**** Data to process
PR #423, opened 2018-11-07
Routing feature

habdelra:
This PR introduces the routing feature for our cards. The documentation below has been added to the documentation site: https://github.com/cardstack/cardstack-documentation/pull/3

The idea is that a card can define a series of routes that it supports, and that the routes can cascade, such that if a card's router routes a path to a particular card, that card can then in turn route to another card. We use the term "routing-card" for a card that has a router. And specifically the top level routing card is called the "application card".

To support this capability, cards can specify a router in their `<card module folder>/cardstack/router.js` file. An example `router.js` looks like this:

```js
module.exports = function (routingCard) {
  return [{
    // Note that because this query does not use `:id` nor `:friendly_id`, we would never 
    // use this route as a canonical path for a card in the API response.
    path: '/latest-article',
    query: {
      filter: {
        type: 'articles'
      },
      sort: '-publish-date'
    }
  },{
    // This is an example of a using a "slug" or human friendly ID in the URL to identify a card
    // as opposed to the actual card's ID (which may not be easy for a human to remember or type).
    path: '/good-reads/:friendly-id',
    query: {
      filter: {
        type: 'articles',
        slug: { exact: ':friendly_id' }
      }
    }
  },{
    // This is an example of using a query param in the path to make a routing decision.
    // Note that because this query does not use `:id` nor `:friendly_id`, we would never 
    // use this route as a canonical path for a card in the API response.
    path: '/most-popular?since=:date',
    query: {
      filter: {
        type: 'articles',
        'publish-date': {
          range: { gt: ':date' }
        }
      },
      sort: '-popularity'
    }
  },{
    // This is an example of a static mapping route, where the type and ID provided in the URL
    // map directly to the type and ID of the card to route to.
    path: '/:type/:id',
    query: {
      filter: {
        type: ':type',
        id: { exact: ':id' }
      }
    }
  },{
    // This is an example of a vanity URL, where you have a URL that points to a particular card.
    // In this example we use the data of the "routing card" to fashion the URL, which happens
    // to be the routing card itself.
    path: '/',
    query: {
      filter: {
        type: routingCard.data.type,
        id: { exact: routingCard.data.id }
      }
    }
  }];
};
```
********
Show every line of the data that includes the string "module".

• **Your solution**:
To support this capability, cards can specify a router in their `<card module folder>/cardstack/router.js` file. An example `router.js` looks like this:
module.exports = function (routingCard) {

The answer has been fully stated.